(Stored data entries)
-*-

PR #1975, opened 2016-10-12
fix pary to party

### LINKED ISSUE #1974: OpenFEC API Misspelling
Noticed a slight misspelling in the rad_branch field for the Party/Non Party designation type. It currently says "Party/Non Pary". Example: https://api.open.fec.gov/v1/rad-analyst/?rad_branch=unauthorized&api_key=DEMO_KEY&per_page=20&page=1

LindsayYoung:
There are spelling errors in the underlying data. This function fixes them. 

closes #1974

### DIFF
--- a/data/sql_updates/rad_analyst.sql
+++ b/data/sql_updates/rad_analyst.sql
@@ -1,3 +1,13 @@
+create or replace function fix_party_spelling(branch text)
+returns text as $$
+    begin
+        return case branch
+            when 'Party/Non Pary' then 'Party/Non Party'
+            else branch
+        end;
+    end
+$$ language plpgsql;
+
 drop materialized view if exists ofec_rad_mv_tmp;
 create materialized view ofec_rad_mv_tmp as
 select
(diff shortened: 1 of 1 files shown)


data/sql_updates/rad_analyst.sql
```diff
@@ -6,7 +16,7 @@ select
     -- I am not sure we want to filter on this, if the name is different here it will behave differently than the other committee searches by name
     cmte_nm as committee_name,
     anlyst_id as analyst_id,
-    rad_branch,
+    fix_party_spelling(rad_branch) as rad_branch,
```
jontours: Without background to this issue or this data table in general, was there a reason that the misspellings couldn't be corrected via a sql statement?

LindsayYoung: Do you mean moving the function into the select statement? I think that that would be fine here. I default to making clean up separate from the logic, because in lots of places there is so much cleanup that you can't see what the underlying logic is.

LindsayYoung: It is in the data a hundred times and this is quicker than asking them to change it

PR #1977, opened 2016-10-12
Feature/add csv links

jontours:
@ccostino @LindsayYoung this replaces the PR with the excess commits listed.


LindsayYoung:
In cases like efiling endpoints we aren't making views, we are using their views raw, so using a mixin is the only option. 

We can add it to the SQL for reports to be consistent with the pdf urls, but that can be a follow up task. I think @xtine is waiting on this

ccostino:
Ah okay, that makes sense, thanks @LindsayYoung!

PR #1981, opened 2016-10-14
Feature/search final opinion only

anthonygarvan:
Updates search logic to search only final opinions in universal search.

### DIFF
--- a/webservices/resources/legal.py
+++ b/webservices/resources/legal.py
@@ -103,6 +103,9 @@ class UniversalSearch(utils.Resource):
                 .extra(size=hits_returned, from_=from_hit) \
                 .index('docs')
 
+            if type == 'advisory_opinions':
+                query = query.query("match", category="Final Opinion")
+
             if text_highlight_query:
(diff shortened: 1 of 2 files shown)


LindsayYoung:
looking now

webservices/resources/legal.py
```diff
@@ -103,6 +103,9 @@ def get(self, q, from_hit=0, hits_returned=20, type='all', **kwargs):
                 .extra(size=hits_returned, from_=from_hit) \
                 .index('docs')
 
+            if type == 'advisory_opinions':
```
LindsayYoung: I don't think it should hold this PR up, but maybe there should be a flag to over-ride the logic and search all the AOs? That would build in some flexibility for the future.

LindsayYoung:
One thing I noticed outside the scope of this review, was that the legal management commands don't have doc strings that explain them. They are named pretty well, but is helpful to have the extended discription of why you would want to run them when you type `./manage.py`

Overall, looks good. And I am glad I got the opportunity to get the statues and AOs going. Thanks

PR #1982, opened 2016-10-17
fixing refs, removing reg sync and adding mur sync

anthonygarvan:
This fixes the refresh error on dev.


LindsayYoung:
Thanks for getting to this so quickly!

-*-

**AIM OF THE TASK:** Match on "create" and copy out every line of the entries that contains it.

**SOLUTION TO THIS EXERCISE:**
+create or replace function fix_party_spelling(branch text)
 create materialized view ofec_rad_mv_tmp as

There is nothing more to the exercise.